Dicen que las que salimos de cole de monjas somos de lo peorcito. Hasta ahora pensaba que esto era sólo un lugar común, el típico chascarrillo que te lanza el gañán de turno cuando te ve muy loca o demasiado suelta para su gusto. “De cole de monjas tenía que ser” está en la línea del “mujer tenía que ser” o “catalana tenía que ser”. Simples generalizaciones, poco afiladas y que, más que nada, sirven para constatar que el que las enuncia tiene boca, faringe, cuerdas vocales, la capacidad del habla en condiciones y poco más.

Pero hace poco he descubierto que este comentario del cole de monjas tiene más verdad de la que yo le suponía. Probablemente todas las que salimos de cole de monjas hemos acabado ateas perdidas, o por lo menos agnósticas, o creyentes en el poder de la energía cósmica, el Reiki o las flores de Bach. Pero eso no importa, porque el mal mayor es mucho más profundo y de aspecto estructural: nos implantaron la semillita del “Dios te guiará” en una edad en la que nuestras tiernas neuronas aún estaban configurando conexiones permanentes a diestro y siniestro. Y entre ellas, ahí se quedó el “Dios te guiará”, retumbando entre sinapsis y sinapsis, creando mensajes erróneos que vienen de lo más hondo del disco duro y para siempre. Una tragedia, vamos, de la que me he dado cuenta ante una duda moral que me asaltó hace unos días (y de la que no voy a hablar porque esto no es el Sálvame y yo no soy Raquel Bollo). La cuestión es que, ante esta duda moral de índole privada, yo estaba retrasando el hecho de tomar una decisión al máximo, hasta que un buen amigo me habló del coste de oportunidad, un concepto de economía que me ayudó a decidirme en menos de un minuto y con la seguridad absoluta de que no sólo estaba haciendo lo que más me convenía, sino también lo correcto para mí misma. ¡Viva la economía!

El concepto del coste de oportunidad fue acuñado por Friedrich von Wieser en su Teoría de la Economía Social allá por 1914. Citando a la todopoderosa Wikipedia, el coste de oportunidad designa el coste de la inversión de los recursos disponibles, en una oportunidad económica, a costa de la mejor inversión alternativa disponible, o también el valor de la mejor opción no realizada.
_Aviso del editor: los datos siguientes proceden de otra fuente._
PR #484, opened 2022-08-24
Self invocations in tests use contractclient

### LINKED ISSUE #436: Macro: contractimpl: Move generated invoke functions into a Client type
The `contractimpl` generated invoke functions end up in a module. This makes sense for the hidden non-user extern functions that must be module level, but doesn't make sense for the invoke functions we expect users to use in tests. It would make more sense, I think, if those functions looked identical to the Client interface we're going to generate for invoking other contracts. (See #118) This way there is one way to invoke functions in tests and outside tests, and it is the same for the current contract and others.

leighmcculloch:
### What

Mark the `<fn>::invoke` functions as deprecated, and add as replacement with the developer calling their own contract using a generated client, the same client they'll use when calling other contracts.

##### Before

```rust
const ADD_CONTRACT_ID: [u8; 32] = [0; 32];
mod addcontract {
    soroban_sdk::contractimport!(
        file = "target/wasm32-unknown-unknown/release/example_add_i32.wasm"
    );
}

pub struct Contract;

#[contractimpl]
impl Contract {
    pub fn add_with(env: Env, x: i32, y: i32) -> i32 {
        addcontract::ContractClient::add(&env, &BytesN::from_array(&env, &ADD_CONTRACT_ID), x, y)
    }
}

#[test]
fn test_functional() {
    let e = Env::default();

    let add_contract_id = BytesN::from_array(&e, &ADD_CONTRACT_ID);
    e.register_contract_wasm(&add_contract_id, addcontract::WASM);

    let contract_id = BytesN::from_array(&e, &[1; 32]);
    e.register_contract(&contract_id, Contract);

    let x = 10i32;
    let y = 12i32;
    let z = add_with::invoke(&e, &contract_id, &x, &y);
    assert!(z == 22);
}
```

##### After

```rust
const ADD_CONTRACT_ID: [u8; 32] = [0; 32];
mod addcontract {
    soroban_sdk::contractimport!(
        file = "target/wasm32-unknown-unknown/release/example_add_i32.wasm"
    );
}

pub struct Contract;

#[contractimpl]
impl Contract {
    pub fn add_with(env: Env, x: i32, y: i32) -> i32 {
        addcontract::ContractClient::add(&env, &BytesN::from_array(&env, &ADD_CONTRACT_ID), x, y)
    }
}

#[test]
fn test_functional() {
    let e = Env::default();

    let add_contract_id = BytesN::from_array(&e, &ADD_CONTRACT_ID);
    e.register_contract_wasm(&add_contract_id, addcontract::WASM);

    let contract_id = BytesN::from_array(&e, &[1; 32]);
    e.register_contract(&contract_id, Contract);

    let x = 10i32;
    let y = 12i32;
    let z = ContractClient::add_with(&e, &contract_id, x, y);
    assert!(z == 22);
}
```

##### Diff

```diff
@@ -31,7 +32,7 @@ fn test_functional() {
 
     let x = 10i32;
     let y = 12i32;
-    let z = add_with::invoke(&e, &contract_id, &x, &y);
+    let z = ContractClient::add_with(&e, &contract_id, x, y);
     assert!(z == 22);
 }
```

### Why

The `add_with::invoke` syntax is pretty odd and not intuitive. The client syntax is something we're surfacing for calling other contracts. It seems usable as a way to call a developers own contract in tests, and then it gives them one way to do something for all contracts.

Close #436

### Known limitations

N/A

### DIFF
--- a/soroban-sdk-macros/src/derive_client.rs
+++ b/soroban-sdk-macros/src/derive_client.rs
@@ -1,17 +1,81 @@
 use proc_macro2::TokenStream;
-use quote::{format_ident, quote};
-use syn::{spanned::Spanned, Error, FnArg, Pat, TraitItemMethod, Type, TypePath};
+use quote::{format_ident, quote, ToTokens};
+use syn::{
+    parse::{Parse, ParseStream},
+    punctuated::Punctuated,
+    spanned::Spanned,
+    token::Comma,
+    Error, FnArg, Ident, ItemImpl, ItemTrait, Pat, ReturnType, Token, Type, TypePath,
+};
 
-pub fn derive_client(name: &str, methods: &[&TraitItemMethod]) -> TokenStream {
+use crate::syn_ext;
+
+pub enum ClientItem {
+    Trait(ItemTrait),
+    Impl(ItemImpl),
+}
+
+impl ClientItem {
+    pub fn fns(&'_ self) -> Vec<ClientFn> {
+        match self {
+            ClientItem::Trait(t) => syn_ext::trait_methods(t)
+                .map(|m| ClientFn {
+                    ident: &m.sig.ident,
+                    inputs: &m.sig.inputs,
+                    output: &m.sig.output,
+                })
+                .collect(),
+            ClientItem::Impl(i) => syn_ext::impl_pub_methods(i)
+                .map(|m| ClientFn {
+                    ident: &m.sig.ident,
+                    inputs: &m.sig.inputs,
+                    output: &m.sig.output,
+                })
+                .collect(),
+        }
+    }
+}
+
+impl Parse for ClientItem {
+    fn parse(input: ParseStream) -> syn::Result<Self> {
+        _ = input.parse::<Token![pub]>();
+        let lookahead = input.lookahead1();
+        if lookahead.peek(Token![trait]) {
+            input.parse().map(ClientItem::Trait)
+        } else if lookahead.peek(Token![impl]) {
+            input.parse().map(ClientItem::Impl)
+        } else {
+            Err(lookahead.error())
+        }
+    }
+}
+
+impl ToTokens for ClientItem {
+    fn to_tokens(&self, tokens: &mut TokenStream) {
+        match self {
+            ClientItem::Trait(t) => t.to_tokens(tokens),
+            ClientItem::Impl(i) => i.to_tokens(tokens),
+        }
+    }
+}
+
+pub struct ClientFn<'a> {
+    pub ident: &'a Ident,
+    pub inputs: &'a Punctuated<FnArg, Comma>,
+    pub output: &'a ReturnType,
+}
+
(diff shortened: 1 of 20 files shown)


leighmcculloch:
At the moment in this PR the `#[contractclient]` attribute must be added manually to the impl, but it could be argued that we could make this happen automatically within the `#[contractimpl]`. The main reason I have kept it separate is so that the developer is required to provide the name of the generated type that will be the client. We could autogenerate it based on some fixed value like the name of the thing being `impl` with `Client` appended, but I dunno. Feedback appreciated. cc @jonjove @sisuresh

sisuresh:
I'd prefer autogenerating a name instead of using `#[contractclient(name = "Client")]`. I don't see the advantage of specifying the name since the user will already need to know how to interact with this client through documentation.

leighmcculloch:
Sounds good to me, we just need to figure out the rules by which it auto-generates. `contractclient` gets used in several contexts, so we need a rule system that is consistent:

1. It can be used on a single contract impl block.
   ```rust
   #[contractclient]
   impl Contract { ... }
   ```

2. Or it can be used across multiple, and for multiple we need to generate unique separate clients.
   ```rust
   #[contractclient]
   impl Contract { ... }
   #[contractclient]
   impl TokenContract for Contract { ... }
   ```

3. Or it can be used on traits. On traits we already hardcode it to `"Client"` because it is embedded inside `contractimport`.
   ```rust
   #[contractclient]
   trait Contract { ... }
   ```

It's the (2) scenario that makes auto defining a name tricky. If we put `contractclient` inside `contractimpl` we could have the `contractimpl` version take the name out of the impl, and make it `ContractClient` and `ContractTokenContractClient`. Wdyt?

sisuresh:
I like the simplicity of putting `contractclient` inside `contractimpl` and autogenerating the name, but I have a question about (2). Would there be a conflict in that scenario? I'd expect it to look like `TokenContract::Client` and `Contract::Client`.

leighmcculloch:
> I'd expect it to look like `TokenContract::Client` and `Contract::Client`.

Unfortunately Rust doesn't support nesting types in other types. If it fits, I agree this would be ideal.



> I have a question about (2). Would there be a conflict in that scenario?

There'd be a conflict if we gave the clients the same name. I think if we use the name of the trait being implemented in the client name, we'll avoid most collisions.

i.e. Use a name in the form:
```
[Type][Trait]Client
```

e.g. For `impl TokenContract for MyContract`:
```
MyContractTokenContractClient
```

😒 It looks pretty long and the repetition isn't great be. I'll edit ok on this.

leighmcculloch:
I've kept the existing way of invoking functions in the SDK for this release, but they are marked as deprecated, so developers will see this:
Screen Shot 2022-08-25 at 10 02 16 PM

leighmcculloch:
I added a TODO for the issue of multiple traits, but have decided to defer solving that problem to a future release, because the contract function set derive is another part of the macros that still prevents us from doing multiple implementations anyway.

PR #491, opened 2022-08-25
Remove use of iterator from enum decoding

leighmcculloch:
### What
Remove use of iterator from enum decoding

### Why
It adds additional WASM for little to no gain. The length of the vec is always known due to the length check which is required anyway. So there's no reason to add additional branches checking if the value is present or not, since we know it is.


jonjove:
Right now the length check is inequality rather than exact equality. Should we change to exact equality now?

leighmcculloch:
I'm going to close this, because this change makes this code more brittle than it already is. I think we should address this when we add support for other types of enum variants that have more than one value in the tuple.

PR #503, opened 2022-08-27
Add Deployer

leighmcculloch:
### What
Add Deployer

### Why
Close https://github.com/stellar/rs-soroban-env/issues/348


leighmcculloch:
I paired with @jonjove this afternoon a little on this, and we came to the resolution that:
 - Move getting the contract ID into the deployer rather than separately outside.
 - Move the salt into the list of args that define the ID, rather than separating the salt from the other params.
 - Try removing the generics and just put the different deployers on functions.

I solo'd a bit on it after this and got it to where it is now. I think in the interest of having something to work with we should merge this and then think about it some more in the next iteration.

I've included some functions we don't have host functions for, and so I've put a `todo!()` in those functions and marked them as doc(hidden).

cc @jonjove @sisuresh

Issue #398, opened 2022-08-03
Type: Vec: Add contains, binary search, and index of fns


jonjove:
### What problem does your feature solve?

`Vec` is missing functions from the `std::Vec` interface. This issue was prompted by a message explicitly asking about `contains`.

### What would you like to see?

Add some of these functions.

### What alternatives are there?

TODO

leighmcculloch:
Adding `contains` and other similar functions requires additional host functions. I opened https://github.com/stellar/rs-soroban-env/issues/317 requesting this.

leighmcculloch:
> Add some of these functions.

The Vec type will likely go through many iterations of improvement when it comes to functions, so let's scope this issue to offering the following functions that relate to `contains` and are likely to be served by the same underlying host fns:
- `contains` - boolean for whether the vec contains the value
- `binary_search` - Similar to `contains`, but assumes a sorted vec, and will also return the insert point if not found.
- `first_index_of` - There is no `std::vec::Vec` version of this. It is a common pattern to find the position of an item in a vec by using an iterator in the form `vec.iter().position(...)`. It is not efficient to use an iterator for this use case since it would move so much logic into the contract, so we should offer a similar function on `Vec` itself. In the SDK layer we can debate the use of the term index vs position. Imo position makes more sense in the context of an iterator, and a little less sense in the context of contiguous vector, but I don't think it would be harmful to go either way.
- `last_index_of` - Similar to above.

leighmcculloch:
Blocked on https://github.com/stellar/rs-soroban-env/issues/317

PR #516, opened 2022-08-29
Add Vec contains, first_index_of, last_index_of, binary_search

leighmcculloch:
### What
Add Vec contains, first_index_of, last_index_of, binary_search

### Why
These are common functions on vector types and was requested by contract developers.

Close https://github.com/stellar/rs-soroban-sdk/issues/398

### DIFF
--- a/soroban-sdk/src/vec.rs
+++ b/soroban-sdk/src/vec.rs
@@ -1,4 +1,5 @@
 use core::{
+    borrow::Borrow,
     cmp::Ordering,
     fmt::Debug,
     iter::FusedIterator,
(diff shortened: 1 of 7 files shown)


soroban-sdk/src/vec.rs
```diff
@@ -563,6 +564,66 @@ where
     }
 }
 
+impl<T> Vec<T>
+where
+    for<'a> &'a T: IntoVal<Env, RawVal>,
+{
+    /// Returns true if the Vec contains the item.
+    #[inline(always)]
+    pub fn contains(&self, item: impl Borrow<T>) -> bool {
```
leighmcculloch, line 573: @jonjove @graydon I'm interested in your feedback on the interface I'm using for these functions where I'm accepting a `Borrow<T>` so that people can pass a `&T` or a `T`. I saw there is a more complicated use of this in the docs at https://doc.rust-lang.org/std/borrow/trait.Borrow.html, but it is unclear to me if we need to go to that length.

jonjove: I'm good with this.

PR #522, opened 2022-08-30
Map RawVal to Val in spec

leighmcculloch:
### What
Map RawVal to Val in spec.

### Why
The RawVal type should be mapped to the val type, not a user defined type.


soroban-sdk-macros/src/map_type.rs
```diff
@@ -44,70 +45,70 @@ pub fn map_type(t: &Type) -> Result<ScSpecTypeDef, Error> {
                 }) => {
                     let args = angle_bracketed.args.iter().collect::<Vec<_>>();
                     match &ident.to_string()[..] {
-                    "Option" => {
-                        let t = match args.as_slice() {
+                        "Option" => {
```
leighmcculloch, line 48: Cargo fmt wanted to reformat all these lines for some reason.

PR #561, opened 2022-09-06
Add iterator traits to Set

accordeiro:
### What

Add iterator for the Soroban `Set` type.

### Known limitations

Soroban `Set` is syntax sugar for maps, so there is an implicit ordering that does not preserve insertion order. This behavior is probably fine and is consistent with other Soroban types like `Map`.


leighmcculloch (approved):
🎉

PR #563, opened 2022-09-06
Add conversion traits for Set

accordeiro:
### What

Add conversion traits and more tests to the Set type.


leighmcculloch (approved):
Nice 👍🏻

PR #575, opened 2022-09-08
Add publish dry run to build on release branches

leighmcculloch:
### What
Add publish dry run to build on release branches.

### Why
So that release branches created by the bump version workflow are fully tested before going to the publish step after merge.


leighmcculloch:
This build won't pass because the SDK is currently dependent on unreleased versions of its deps, which is exactly the type of thing this change is intended to detect and block. Since I'm just adding this change to CI now for future use, I'm closing this change, and opening the same change with a different branch name so that the check won't run now and we can merge it now. See #576.

PR #581, opened 2022-09-09
Fix Ord::cmp impls of all types

leighmcculloch:
### What
Change Ord::cmp impls of all types to use the <EnvVal as Ord>::cmp impl.

### Why
The EnvVal type provides an optimized implementation of the Ord::cmp trait with a couple of fast paths that avoid a host function call. The EnvVal type was designed by @graydon to provide easy comparison between types without us having to reimplement the comparison everywhere ourselves. It looks like this was overlooked when implementing some, but not all, SDK types.

Also, @graydon pointed out that the implementation of these comparison functions in the SDK are incorrect because they consume the result as an i32 encoded in a RawVal when in-fact they are i64 values without any RawVal encoding.

### DIFF
--- a/soroban-sdk/src/account.rs
+++ b/soroban-sdk/src/account.rs
@@ -53,10 +53,7 @@ impl PartialOrd for Account {
 
 impl Ord for Account {
     fn cmp(&self, other: &Self) -> core::cmp::Ordering {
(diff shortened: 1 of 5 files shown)


graydon (approved):
Pretty sure this is right!

PR #1016, opened 2023-06-23
Add sdk version to contract meta automatically

### LINKED ISSUE #735: Embed Build and Version into contracts
Months ago we talked about the possibility of embedding meta information, such as the version of SDK and Auth SDK into contracts. This issue is to debate that.

The main requirement that drove the initial intent of this was so that it would help us debug problems in contracts as we release new SDKS, new Envs, etc. We already get visibility into this to a degree with the env interface version that is embedded into built contracts in the 'env meta' entries.

So there's two time frames of uses:
- Before a pubnet release we are likely to have many futurenets which are incompatible with each other, and a fast evolving SDK that accompanies them. This seems very useful as we've generally found debugging what a contract has used or been built with as difficult.
- After pubnet it may be useful, but unclear how much.

Because of that second point if we implement this we should at a point close to pubnet launch consider removing this feature. It may have limited utility past that point.

This isn't urgent, but if we agree on implementing something like this, I'd like to get this into a near future release so we don't have too many contracts out there that we can't help people debug their version and state of why it isn't working.

cc @graydon

leighmcculloch:
### What
Add rust version and sdk version to contract meta automatically.

Rustc version is stored in meta under the key `rsver`.

SDK version is stored in meta under the key `rssdkver`.

```
Section `contractmetav0` (100 bytes):
Length: 100 (0x64) bytes
0000:   00 00 00 00  00 00 00 05  72 73 76 65  72 00 00 00   ........rsver...
0010:   00 00 00 06  31 2e 37 30  2e 30 00 00  00 00 00 00   ....1.70.0......
0020:   00 00 00 08  72 73 73 64  6b 76 65 72  00 00 00 34   ....rssdkver...4
0030:   30 2e 38 2e  34 23 32 62  33 30 65 34  37 33 36 36   0.8.4#2b30e47366
0040:   39 66 61 63  38 30 33 31  38 38 66 61  63 30 32 63   9fac803188fac02c
0050:   62 63 66 61  36 30 39 63  31 39 64 63  63 36 2d 64   bcfa609c19dcc6-d
0060:   69 72 74 79                                          irty
```

### Why
The rustc version is a primitive for future supporting reproducible builds.

The SDK version is for debugging situations where incompatibilities arise across different versions, and for better understanding them.

Close #735


graydon (approved):

soroban-sdk/src/tests.rs
```diff
@@ -14,10 +14,8 @@ mod contract_store;
 mod contract_udt_enum;
 mod contract_udt_struct;
 mod contract_udt_struct_tuple;
-mod contractfile_with_sha256;
 mod contractimport;
 mod contractimport_with_error;
-mod contractimport_with_sha256;
```
leighmcculloch, line 20: I removed these two tests because frankly they're a pain to keep updated. The sha256 is always changing. With this pull request they're impossible to keep updated because the repo builds the git commit into the wasm, therefore the sha256 cannot be known.

PR #1017, opened 2023-06-24
Add instance storage wrapper

dmkozh:
### What

Add instance storage wrapper

### Why

Instance storage is introduced in host to make it cheaper to store data bound to the contract instance.

### Known limitations

N/A


soroban-sdk/src/storage.rs
```diff
@@ -76,18 +76,59 @@ impl Storage {
         Storage { env: env.clone() }
     }
 
+    /// Storage for data that can stay in the ledger forever until deleted.
+    ///
+    /// Persistent entries might be 'evicted' from the ledger if they run out
+    /// of the rent balance. However, evicted entries can be restored and also
+    /// they cannot be recreated. This means that semantically these entries
+    /// behave 'as if' they were stored in the ledger forever.
```
leighmcculloch, line 84: Can we use the term expired only? Eviction is a bit of an implementation detail. A contract really only deals with live and expired, and contracts don't see the difference between expired and evicted. Suggest:
```suggestion
    /// Persistent entries might expire and be removed from the ledger if they run out
    /// of the rent balance. However, expired entries can be restored and
    /// they cannot be recreated. This means these entries
    /// behave 'as if' they were stored in the ledger forever.
```

soroban-sdk/src/storage.rs
```diff
@@ -76,18 +76,59 @@ impl Storage {
...
     pub fn persistent(&self) -> Persistent {
         Persistent {
             storage: self.clone(),
         }
     }
 
+    /// Storage for data that may stay in ledger only for a limited amount of
+    /// time.
+    ///
+    /// This is cheaper than `persistent()` storage.
```
leighmcculloch, line 97:
```suggestion
    /// Temporary storage are cheaper than Persistent storage.
```

soroban-sdk/src/storage.rs
```diff
@@ -76,18 +76,59 @@ impl Storage {
...
+    ///
+    /// Temporary entries will be removed from the ledger after their lifetime
+    /// ends. Removed entries can be created again, potentially with different
+    /// values.
+    ///
+    /// This should be used for data that needs to only exist for a limited
+    /// period of time, such as oracle data, claimable balances, offerc etc.
```
leighmcculloch, line 104:
```suggestion
    /// period of time, such as oracle data, claimable balances, offer, etc.
```

soroban-sdk/src/storage.rs
```diff
@@ -76,18 +76,59 @@ impl Storage {
...
             storage: self.clone(),
         }
     }
 
+    /// Storage for a **small amount** of persistent data associated with
+    /// the current contract's instance.
+    ///
+    /// All the `instance` entries are stored in a single `persistent()` ledger
+    /// entry. That makes it cheap to use this, but also limits the total
+    /// size of the stored data.
```
leighmcculloch, line 116: We're discussing implementation details. We should discuss attributes / properties of instance storage instead: loaded automatically and doesn't appear in footprints, increases the cost of every invocation of the contract whether the data is used or not.

We discuss limits here, but don't define any concrete limits. If we discuss the attributes / properties ☝🏻 it might be clearer if we follow with, "therefore due to this qualities of instance data, it is really only suitable for small data."

leighmcculloch (approved):
Couple doc comments. Otherwise lgtm.

soroban-sdk/src/storage.rs
dmkozh: Ok, I just thought it's the other way around and 'evicted' si _the_ term.

soroban-sdk/src/storage.rs
dmkozh: I've tried to rephrase this a bit. There is a lot of information to convey; I'm still not sure how to structure this in the most efficient fashion.

soroban-sdk/src/storage.rs
```diff
@@ -76,18 +76,69 @@ impl Storage {
...
+    /// Instance storage is tightly coupled with the contract instance: it will
+    /// be loaded from the ledger every time the contract instance itself is 
+    /// loaded. It also won't appear in the ledger footprint. *All*
+    /// the data stored in the instance storage is read from ledger every time
+    /// the contract is used and it doesn't matter whether contract uses the
+    /// storage or not.
+    /// 
+    /// This has the same lifetime properties as Persistent storage, i.e.
+    /// the data semantically stays in the ledger forever and can be
+    /// evicted/restored.
```
leighmcculloch, line 126:
```suggestion
    /// expired/restored.
```

leighmcculloch (approved):

soroban-sdk/src/storage.rs
leighmcculloch: I think this is really good. There's a lot to communicate, I think the comment does a good job of picking and choosing.

leighmcculloch:
Seems to have a compile error.

dmkozh:
> Seems to have a compile error.

Oh, sure, this is blocked by env pr https://github.com/stellar/rs-soroban-env/pull/886

PR #1018, opened 2023-06-24
Remove unreachable strings from wasm file

### LINKED ISSUE #1001: Remove unreachable strings in compiled wasm
@mootz12 reported that they're seeing strings in the compiled wasm, and on inspection it appears the strings are caused by the `unreachable!` macro.

We should be able to replace the `unreachable!` macro for wasm builds so that instead the wasm32 unreachable is called instead.

Discussion at https://discord.com/channels/897514728459468821/1121133500179951756/1121155657756848280

leighmcculloch:
### What
Use wasm32 unreachable in wasm builds instead of the unreachable macro.

### Why
The unreachable macro injects a panic string into the wasm, which we don't use and isn't useful since the wasm will just abort.

Close #1001 

### Perf Diffs

The result is smaller wasm files:

```diff
--rwxr-xr-x  1 leighmcculloch  staff  741 Jun 23 20:12 test_errors.wasm
+-rwxr-xr-x  1 leighmcculloch  staff  646 Jun 23 20:17 test_errors.wasm
```

And the string is no longer in the data section of the wasm file:

```diff
-  (data (;0;) (i32.const 1048576) "internal error: entered unreachable codepersistednot implementedhello"))
+  (data (;0;) (i32.const 1048576) "persistedhello"))
```


soroban-sdk/src/env.rs
```diff
@@ -259,9 +259,9 @@ impl Env {
     ///
     /// Equivalent to `panic!`, but with an error value instead of a string.
     #[doc(hidden)]
+    #[inline(always)]
     pub fn panic_with_error(&self, error: impl Into<internal::Error>) {
         _ = internal::Env::fail_with_error(self, error.into());
-        unreachable!()
```
leighmcculloch, line 264: As far as I can tell this unreachable is unnecessary. The reason we benefit from unreachable in the macro is so that we let the compiler know the code path will stop wherever the macro is used.

graydon: Mm. I would actually think the content of the macro should move here and this function should be typed as `!` rather than `()`, but maybe there's some context where you want it to be typed this way? I don't really know why there's a macro at all tbh.

soroban-sdk/src/lib.rs
```diff
@@ -641,6 +641,9 @@ pub use soroban_sdk_macros::contractfile;
 macro_rules! panic_with_error {
     ($env:expr, $error:expr) => {{
         $env.panic_with_error($error);
+        #[cfg(target_family = "wasm")]
+        core::arch::wasm32::unreachable();
+        #[cfg(not(target_family = "wasm"))]
         unreachable!();
```
graydon, line 647: $env.panic_with_error($error)

graydon, line 647:
```suggestion
        $env.panic_with_error($error)
```

soroban-sdk/src/env.rs
```diff
@@ -259,9 +259,9 @@ impl Env {
     ///
     /// Equivalent to `panic!`, but with an error value instead of a string.
     #[doc(hidden)]
+    #[inline(always)]
     pub fn panic_with_error(&self, error: impl Into<internal::Error>) {
         _ = internal::Env::fail_with_error(self, error.into());
```
graydon, line 264:
```suggestion
    pub fn panic_with_error(&self, error: impl Into<internal::Error>) -> ! {
        _ = internal::Env::fail_with_error(self, error.into());
        #[cfg(target_family = "wasm")]
        core::arch::wasm32::unreachable()
        #[cfg(not(target_family = "wasm"))]
        unreachable!()
```

soroban-sdk/src/env.rs
leighmcculloch: Done in bfcc121. Thank you!

graydon (approved):

PR #1021, opened 2023-06-24
Derive standard traits for derived SorobanArbitrary::Prototype types.

brson:
### What

In `#[contracttype]` derive Clone, Eq, PartialEq, Ord, PartialOrd for generated SorobanArbitrary::Prototype types.

### Why

All the handwritten types used as SorobanArbitrary::Prototype implement these traits, and while writing fuzzing docs I found a case where I needed to clone one of these generated types.

### Known limitations

na


leighmcculloch (approved):

leighmcculloch:
Thanks @brson! 👏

Básicamente, es tan sencillo como plantearte qué vas a perder o ganar si desechas una opción determinada y te decides por otra. Ya sé que parezco imbécil, porque al fin y al cabo eso es lo que toda persona adulta se plantea antes de tomar una resolución.Y, hasta el momento, yo misma creía que hacía eso, pero se ve que no. Por lo visto, lo que hacía era esperar a que algo, alguien, lo que fuera, me indicara la mejor opción a seguir. Dios me mostrará el camino. “Dios te guiará.” Tócate los huevos, maripili. Esas entrañables monjitas sembraron con alevosía la irresponsabilidad en la raíz más profunda de mi ser, el dejar en manos ajenas o en manos del destino las decisiones más importantes de mi vida. Pero imagínate lo que hubiera sido mi vida con unas clases de economía a tiempo en lugar de perder el tiempo haciendo ver que rezaba el avemaría y buscando musgo para el pesebre. En fin, espero que no esté todo perdido y aún pueda tomar las riendas de mi destino, cual princesa de Disney redimida. Y si no, siempre tengo la opción de contratar a Alfredo Fraile, el que fuera asesor de Julio Iglesias, Berlusconi y el rey de Marruecos, para que tome la decisión acertada por mí.